- SUPPLIED DATA -
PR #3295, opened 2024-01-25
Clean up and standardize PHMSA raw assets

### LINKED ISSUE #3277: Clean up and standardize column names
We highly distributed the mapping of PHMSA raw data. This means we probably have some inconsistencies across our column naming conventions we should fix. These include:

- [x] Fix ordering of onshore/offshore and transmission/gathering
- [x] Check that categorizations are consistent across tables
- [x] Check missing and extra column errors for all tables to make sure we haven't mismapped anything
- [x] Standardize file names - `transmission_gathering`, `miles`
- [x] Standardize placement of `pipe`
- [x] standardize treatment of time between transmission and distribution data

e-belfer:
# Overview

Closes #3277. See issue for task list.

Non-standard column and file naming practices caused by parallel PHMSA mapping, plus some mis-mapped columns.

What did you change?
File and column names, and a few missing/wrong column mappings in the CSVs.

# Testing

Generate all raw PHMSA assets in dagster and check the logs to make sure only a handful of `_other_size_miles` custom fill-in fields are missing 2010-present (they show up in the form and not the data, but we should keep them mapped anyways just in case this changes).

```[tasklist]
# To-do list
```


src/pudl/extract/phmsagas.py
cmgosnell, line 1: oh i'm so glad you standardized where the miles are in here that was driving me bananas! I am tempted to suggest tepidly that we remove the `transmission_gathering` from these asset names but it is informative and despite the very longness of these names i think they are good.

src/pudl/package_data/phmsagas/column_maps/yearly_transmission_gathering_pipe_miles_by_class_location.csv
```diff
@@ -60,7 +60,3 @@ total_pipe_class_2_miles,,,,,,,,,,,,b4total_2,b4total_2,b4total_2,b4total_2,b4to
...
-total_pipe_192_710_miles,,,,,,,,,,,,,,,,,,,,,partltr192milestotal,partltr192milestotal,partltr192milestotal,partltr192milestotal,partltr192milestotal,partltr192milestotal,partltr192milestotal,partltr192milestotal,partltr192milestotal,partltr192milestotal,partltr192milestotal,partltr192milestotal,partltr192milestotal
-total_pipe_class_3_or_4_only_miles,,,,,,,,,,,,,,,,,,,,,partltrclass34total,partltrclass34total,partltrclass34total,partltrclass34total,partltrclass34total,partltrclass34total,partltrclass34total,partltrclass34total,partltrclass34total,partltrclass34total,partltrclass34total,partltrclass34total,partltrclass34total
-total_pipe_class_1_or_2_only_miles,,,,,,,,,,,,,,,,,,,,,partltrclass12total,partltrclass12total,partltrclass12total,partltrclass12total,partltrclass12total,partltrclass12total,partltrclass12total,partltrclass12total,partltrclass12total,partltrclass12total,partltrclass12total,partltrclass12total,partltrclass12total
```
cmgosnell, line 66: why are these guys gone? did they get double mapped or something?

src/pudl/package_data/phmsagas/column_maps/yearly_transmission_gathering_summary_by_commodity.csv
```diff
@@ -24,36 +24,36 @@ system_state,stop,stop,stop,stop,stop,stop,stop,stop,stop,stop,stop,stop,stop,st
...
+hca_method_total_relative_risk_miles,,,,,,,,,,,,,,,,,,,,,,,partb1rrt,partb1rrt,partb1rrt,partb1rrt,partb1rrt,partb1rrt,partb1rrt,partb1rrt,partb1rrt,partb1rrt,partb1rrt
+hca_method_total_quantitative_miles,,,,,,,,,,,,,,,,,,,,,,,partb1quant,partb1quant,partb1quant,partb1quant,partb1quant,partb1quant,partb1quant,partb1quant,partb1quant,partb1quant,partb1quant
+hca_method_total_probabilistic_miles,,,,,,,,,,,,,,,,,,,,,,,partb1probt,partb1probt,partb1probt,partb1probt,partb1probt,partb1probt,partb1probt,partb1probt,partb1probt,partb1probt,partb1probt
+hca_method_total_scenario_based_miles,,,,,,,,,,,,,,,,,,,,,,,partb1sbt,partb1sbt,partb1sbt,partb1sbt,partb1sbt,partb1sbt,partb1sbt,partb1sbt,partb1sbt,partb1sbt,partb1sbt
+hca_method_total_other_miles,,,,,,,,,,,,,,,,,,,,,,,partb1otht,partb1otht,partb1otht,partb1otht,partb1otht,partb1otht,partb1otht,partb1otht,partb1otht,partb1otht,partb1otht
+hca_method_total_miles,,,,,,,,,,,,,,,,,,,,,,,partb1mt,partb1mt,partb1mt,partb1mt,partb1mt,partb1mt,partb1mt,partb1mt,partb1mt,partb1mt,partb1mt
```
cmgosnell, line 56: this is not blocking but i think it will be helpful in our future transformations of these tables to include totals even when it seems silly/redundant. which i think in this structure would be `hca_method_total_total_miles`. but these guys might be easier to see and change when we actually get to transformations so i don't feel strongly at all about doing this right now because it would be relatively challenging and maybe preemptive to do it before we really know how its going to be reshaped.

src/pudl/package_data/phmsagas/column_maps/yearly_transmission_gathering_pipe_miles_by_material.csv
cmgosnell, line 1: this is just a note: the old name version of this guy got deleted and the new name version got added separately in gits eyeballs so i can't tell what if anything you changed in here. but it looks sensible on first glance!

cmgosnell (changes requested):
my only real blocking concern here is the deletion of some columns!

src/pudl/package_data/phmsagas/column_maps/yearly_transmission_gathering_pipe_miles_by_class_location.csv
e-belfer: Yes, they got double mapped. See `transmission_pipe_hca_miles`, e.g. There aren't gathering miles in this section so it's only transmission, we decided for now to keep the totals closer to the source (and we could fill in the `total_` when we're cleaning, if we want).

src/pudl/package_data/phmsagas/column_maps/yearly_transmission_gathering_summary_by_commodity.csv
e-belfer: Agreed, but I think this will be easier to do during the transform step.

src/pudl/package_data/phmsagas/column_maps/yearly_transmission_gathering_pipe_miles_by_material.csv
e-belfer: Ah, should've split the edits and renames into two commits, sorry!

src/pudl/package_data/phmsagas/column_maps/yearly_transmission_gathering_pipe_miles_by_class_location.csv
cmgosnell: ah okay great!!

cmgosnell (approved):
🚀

- WORK REQUEST -
Could you return exactly the lines above from the line with "- [x] Check missing" to the line with "Non-standard column and", both included, and nothing else?

- ANSWER -
- [x] Check missing and extra column errors for all tables to make sure we haven't mismapped anything
- [x] Standardize file names - `transmission_gathering`, `miles`
- [x] Standardize placement of `pipe`
- [x] standardize treatment of time between transmission and distribution data

e-belfer:
# Overview

Closes #3277. See issue for task list.

Non-standard column and file naming practices caused by parallel PHMSA mapping, plus some mis-mapped columns.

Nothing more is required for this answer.